Laut UN-Experte entführt die Junta von Myanmar Kinder von Personen, die festgenommen werden sollen
Freitag 24.September.2021 - 11:33
Laut dem UN-Sonderberichterstatter für das Land entführt die Militärjunta von Myanmar systematisch die Angehörigen von Personen, die sie festnehmen will, darunter auch Kinder im Alter von 20 Wochen.
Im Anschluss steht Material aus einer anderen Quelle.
PR #8055, opened 2023-01-25
feat: add switchContainer and ff for new search screen

gkartalis:
This PR resolves [FX-4562] 

### Description

- Adds ff `AREnableESOnlySearch` to switch between old and new search
- creates boilerplate code to support the new search screen

### PR Checklist

### To the reviewers 👀

- add switchContainer and ff for new search screen - gkartalis

#### iOS user-facing changes

-

-

#### Dev changes

-

</details>

[FX-4562]: https://artsyproduct.atlassian.net/browse/FX-4562?atlOrigin=eyJpIjoiNWRkNTljNzYxNjVmNDY3MDlhMDU5Y2ZhYzA5YTRkZjUiLCJwIjoiZ2l0aHViLWNvbS1KU1cifQ

### DIFF
--- a/src/app/AppRegistry.tsx
+++ b/src/app/AppRegistry.tsx
@@ -219,8 +219,9 @@ const InnerPageWrapper: React.FC<PageWrapperProps> = ({
   // if we're in a modal, just pass isVisible through
 
   let isVisible = viewProps.isVisible
-  const currentTab = useSelectedTab()
   if (!ignoreTabs) {
+    // eslint-disable-next-line react-hooks/rules-of-hooks
+    const currentTab = useSelectedTab()
     if (BottomTabOption[viewProps.navStackID as BottomTabType]) {
       // otherwise, make sure it respects the current tab
       isVisible = isVisible && currentTab === viewProps.navStackID
--- a/src/app/AppRegistry.tsx
+++ b/src/app/AppRegistry.tsx
@@ -8,6 +8,8 @@ import {
   WorksForYouScreenQuery,
 } from "app/Components/Containers/WorksForYou"
 import { FadeIn } from "app/Components/FadeIn"
+import { Search2 } from "app/Scenes/Search/Search2"
+import { SearchSwitchContainer } from "app/Scenes/Search/SearchSwitchContainer"
 import React from "react"
 import { AppRegistry, LogBox, Platform, View } from "react-native"
 import { GraphQLTaggedNode } from "relay-runtime"
@@ -217,8 +219,8 @@ const InnerPageWrapper: React.FC<PageWrapperProps> = ({
   // if we're in a modal, just pass isVisible through
 
   let isVisible = viewProps.isVisible
+  const currentTab = useSelectedTab()
   if (!ignoreTabs) {
-    const currentTab = useSelectedTab()
     if (BottomTabOption[viewProps.navStackID as BottomTabType]) {
       // otherwise, make sure it respects the current tab
       isVisible = isVisible && currentTab === viewProps.navStackID
@@ -483,7 +485,9 @@ export const modules = defineModules({
     SellWithArtsyHomeScreenQuery,
   ]),
   SalesNotRootTabView: reactModule(SellWithArtsy),
-  Search: reactModule(SearchScreen, { isRootViewForTabName: "search" }, [SearchScreenQuery]),
+  Search: reactModule(SearchScreen, {}, [SearchScreenQuery]),
+  Search2: reactModule(Search2),
+  SearchSwitchContainer: reactModule(SearchSwitchContainer, { isRootViewForTabName: "search" }),
   Show: reactModule(ShowQueryRenderer, { fullBleed: true }),
   ShowMoreInfo: reactModule(ShowMoreInfoQueryRenderer),
   SavedAddresses: reactModule(SavedAddressesQueryRenderer),
--- a/src/app/AppRegistry.tsx
+++ b/src/app/AppRegistry.tsx
@@ -8,7 +8,7 @@ import {
   WorksForYouScreenQuery,
 } from "app/Components/Containers/WorksForYou"
 import { FadeIn } from "app/Components/FadeIn"
-import { Search2 } from "app/Scenes/Search/Search2"
+import { SearchScreenQuery } from "app/Scenes/Search/Search"
 import { SearchSwitchContainer } from "app/Scenes/Search/SearchSwitchContainer"
 import React from "react"
 import { AppRegistry, LogBox, Platform, View } from "react-native"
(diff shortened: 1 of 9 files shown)


src/app/AppRegistry.tsx
```diff
@@ -217,8 +219,8 @@ const InnerPageWrapper: React.FC<PageWrapperProps> = ({
   // if we're in a modal, just pass isVisible through
 
   let isVisible = viewProps.isVisible
+  const currentTab = useSelectedTab()
```
gkartalis, line 222: (Out of context change) Moved this line above the if because it was breaking the rules of react hooks and it was being called conditionally.

The new `eslint` was complaining so I fixed it in this pr

src/app/routes.ts
```diff
@@ -117,6 +117,7 @@ function getDomainMap(): Record<string, RouteMatcher[] | null> {
     addRoute("/", "Home"),
     addRoute("/sales", "Sales"),
     addRoute("/map", "NewMap"),
+    // TODO: this should be replaced with the new route when ES only Search is ready
     addRoute("/search", "Search"),
```
dimatretyak, line 121: **question**: should we use `addRoute("/search", "SearchSwitchContainer")` now?

src/app/AppRegistry.tsx
gkartalis: good point 🤔 let me raise it we are having a linting discussion [here](https://artsy.slack.com/archives/C02BAQ5K7/p1674663208140039)

cc @damassi

gkartalis:
pushed some changes that might fix [this](https://github.com/artsy/eigen/pull/8055#discussion_r1086845146), might need to test the deeplinking though

src/app/Scenes/Home/Home.tsx
```diff
@@ -91,8 +91,9 @@ const Home = (props: Props) => {
 
   const prefetchUrl = usePrefetch()
 
+  const what = useFeatureFlag("AREnableESOnlySearch")
```
damassi, line 94: 👀 on this variable name

gkartalis: woops, it is still a wip will change it, was playing around with the preloaded hook

gkartalis: 😅

src/app/AppRegistry.tsx
gkartalis: okay, @dimatretyak thank you for the proactive check ❤️ decided on the thread above to add the lint ignore to this one for now

dimatretyak: you're welcome ❤️

src/app/routes.ts
```diff
@@ -117,7 +117,9 @@ function getDomainMap(): Record<string, RouteMatcher[] | null> {
     addRoute("/", "Home"),
     addRoute("/sales", "Sales"),
     addRoute("/map", "NewMap"),
-    addRoute("/search", "Search"),
+    // TODO: this should be replaced with the new route when ES only Search is ready
+    addRoute("/search", "SearchSwitchContainer"),
+    addRoute("/oldsearch", "Search"),
```
dimatretyak, line 122: **question**: maybe it would be better to leave the old name, and add the prefix `new` for the new one? Something like this

```javascript
addRoute("/newsearch", "SearchSwitchContainer"),
addRoute("/search", "Search"),
```

dimatretyak, line 122: **question**: why should we leave the `oldsearch` path? Sorry if this is a stupid question 😅

dimatretyak: maybe these changes will be enough?

```javascript
useEffect(() => {
    !isESOnlySearchEnabled && prefetchUrl("search") // your changes
    prefetchUrl("my-profile")
    prefetchUrl("inbox")
    prefetchUrl("sales")
  }, [])
```

dimatretyak: https://user-images.githubusercontent.com/3513494/214636790-f1b59683-4697-4482-bb24-4a776adfeb8a.mp4

gkartalis: huh, I think you are right 🤔 

I thought I should avoid 
`Search: reactModule(SearchSwitchContainer, { isRootViewForTabName: "search" }, [SearchScreenQuery]),`
for some reason but this might work 👌

gkartalis: +++ You are! Thanks Dima, I thought initially that I should avoid that due to not having the query on the level of the `SearchSwitchContainer` but it works perfectly! 

Will also remove `!isESOnlySearchEnabled && prefetchUrl("search")` since it is not needed

dimatretyak: > Will also remove !isESOnlySearchEnabled && prefetchUrl("search") since it is not needed

don't delete it. this check is needed

dimatretyak: Since we want to [prefetch](https://github.com/artsy/eigen/blob/main/src/app/utils/queryPrefetching.ts#L76) the query for the old `search` screen

dimatretyak: For example:
- when `AREnableESOnlySearch` ff is **disabled**
  - Display the old Search screen with Algolia
  - Prefetch query for this screen in `Home.tsx`
- when `AREnableESOnlySearch` ff is **enabled**
  - Display the new Search screen with ElasticSearch 
  - Ignore prefetch query in `Home.tsx`

dimatretyak: another question came up: would we want to prefetch some query for the new screen with ElasticSearch in the future?

gkartalis: So in my mind, I have the following things:

I am thinking to leave the prefetch('search') as it is now. The reason for this is because this is a boilerplate feature and we would want to prefetch the query all the time since we will not release like that. 

When we are `readyForRelease: true` we can move the initial query on the Switch and this is gonna be the one that is preloaded and it will include the top-level things of both screens (search, search2), we can use an approach like we do in the[ artwork grid](https://github.com/artsy/eigen/blob/main/src/app/Components/ArtworkGrids/InfiniteScrollArtworksGrid.tsx#L474) that avoids fetching something according to a variable (this var could be the feature flag?)

How do the above sound to you? 🤔

src/app/AppRegistry.tsx
```diff
@@ -218,6 +219,7 @@ const InnerPageWrapper: React.FC<PageWrapperProps> = ({
 
   let isVisible = viewProps.isVisible
   if (!ignoreTabs) {
+    // eslint-disable-next-line react-hooks/rules-of-hooks
```
gkartalis, line 222: context on the why we added this comment can be found [here](https://artsy.slack.com/archives/C02BAQ5K7/p1674666001128209?thread_ts=1674663208.140039&cid=C02BAQ5K7)

src/app/AppRegistry.tsx
```diff
@@ -483,7 +485,9 @@ export const modules = defineModules({
     SellWithArtsyHomeScreenQuery,
   ]),
   SalesNotRootTabView: reactModule(SellWithArtsy),
-  Search: reactModule(SearchScreen, { isRootViewForTabName: "search" }, [SearchScreenQuery]),
+  Search: reactModule(SearchSwitchContainer, { isRootViewForTabName: "search" }, [
+    SearchScreenQuery,
+  ]),
```
gkartalis, line 490: This might be enough for now, this is how it works, pre-fetches the search query (search) always

- with `AREnableESOnlySearch: true`: [video](https://www.loom.com/share/8af9296c70204a15b2f772defd56327a)
- with `AREnableESOnlySearch: false`: [video](https://www.loom.com/share/bc42d96a329f46829863bcf5c9b3599c)

dimatretyak (approved):
LGTM 👍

Tom Andrews sagte dem UN-Menschenrechtsrat am Mittwoch, dass sich die Bedingungen im Land weiter verschlechtert hätten und „die gegenwärtigen Bemühungen der internationalen Gemeinschaft, die Abwärtsspirale der Ereignisse in Myanmar zu stoppen, einfach nicht funktionieren“.
Auf seine Rede folgte am Donnerstag die Veröffentlichung eines Berichts des UN-Menschenrechtsbüros, der vor einer „Menschenrechtskatastrophe“ warnte und sagte, dass die seit dem Putsch begangenen Missbräuche Kriegsverbrechen und Verbrechen gegen die Menschlichkeit gleichkommen könnten.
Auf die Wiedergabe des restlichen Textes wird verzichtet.